TASK DESCRIPTION: What follows is data; output all of it exactly as given.

EXERCISE INPUTS:
Issue #2835, opened 2019-04-17
OCI appstream support sometimes leaves out icons


kalev:
When using gnome-software, OCI-based flatpaks sometimes lose their icons. The appstream xml in the appstream repo correctly refers to the icons, but the icons that should be in /var/lib/flatpak/appstream/fedora/x86_64/icons/ go missing.

Note that this doesn't happen always, but often enough that a bunch of people have noticed it.

I suspect this is due to cancellable handling in the OCI code that can leave the icons in an inconsistant state. gnome-software can sometimes cancel the cancellable and it seems that libflatpak doesn't correctly handle it in the OCI code.

matthiasclasen:
Looks like flatpak_dir_update_appstream_oci bails out early if the timestamp is up-to-date:

```
 timestamp_file = g_file_get_child (arch_dir, ".timestamp");
  if (check_destination_mtime (index_cache, timestamp_file, cancellable))
    return TRUE;
```
despite the download of icons having possibly been interrupted by a cancellation, indeed.

matthiasclasen:
One way to fix this would be for flatpak_dir_update_appstream_oci to always check that it has all the used icons

owtaylor:
> One way to fix this would be for flatpak_dir_update_appstream_oci to always check that it has all the used icons. But maybe it is easier to not consider the appstream pull successful if we get canceled.

The latter is my initial take here - that in is that in `add_image_to_appstream()` if `add_icon_image()` fails *because* the cancellable is cancelled, that should be propagated out and not ignored.

This would leave a similar problem if the network dropped halfway through downloading a bunch of new icons - say - but I think that might be acceptable. Otherwise, we'd need to continually be checking for missing icons.

PR #2836, opened 2019-04-17
oci: Handle cancellations for appstream

matthiasclasen:
When an appstream update is cancelled while downloading
icons, properly fail. Otherwise, the next update attempt
will see an up-to-date timestamp, think everyhing is ok
and not download the missing icons.

Closes: https://github.com/flatpak/flatpak/issues/2835


matthiasclasen:
Untested.

alexlarsson:
Looks good to me. @rh-atomic-bot r+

PROBLEM SOLUTION:
Issue #2835, opened 2019-04-17
OCI appstream support sometimes leaves out icons


kalev:
When using gnome-software, OCI-based flatpaks sometimes lose their icons. The appstream xml in the appstream repo correctly refers to the icons, but the icons that should be in /var/lib/flatpak/appstream/fedora/x86_64/icons/ go missing.

Note that this doesn't happen always, but often enough that a bunch of people have noticed it.

I suspect this is due to cancellable handling in the OCI code that can leave the icons in an inconsistant state. gnome-software can sometimes cancel the cancellable and it seems that libflatpak doesn't correctly handle it in the OCI code.

matthiasclasen:
Looks like flatpak_dir_update_appstream_oci bails out early if the timestamp is up-to-date:

```
 timestamp_file = g_file_get_child (arch_dir, ".timestamp");
  if (check_destination_mtime (index_cache, timestamp_file, cancellable))
    return TRUE;
```
despite the download of icons having possibly been interrupted by a cancellation, indeed.

matthiasclasen:
One way to fix this would be for flatpak_dir_update_appstream_oci to always check that it has all the used icons

owtaylor:
> One way to fix this would be for flatpak_dir_update_appstream_oci to always check that it has all the used icons. But maybe it is easier to not consider the appstream pull successful if we get canceled.

The latter is my initial take here - that in is that in `add_image_to_appstream()` if `add_icon_image()` fails *because* the cancellable is cancelled, that should be propagated out and not ignored.

This would leave a similar problem if the network dropped halfway through downloading a bunch of new icons - say - but I think that might be acceptable. Otherwise, we'd need to continually be checking for missing icons.

PR #2836, opened 2019-04-17
oci: Handle cancellations for appstream

matthiasclasen:
When an appstream update is cancelled while downloading
icons, properly fail. Otherwise, the next update attempt
will see an up-to-date timestamp, think everyhing is ok
and not download the missing icons.

Closes: https://github.com/flatpak/flatpak/issues/2835


matthiasclasen:
Untested.

alexlarsson:
Looks good to me. @rh-atomic-bot r+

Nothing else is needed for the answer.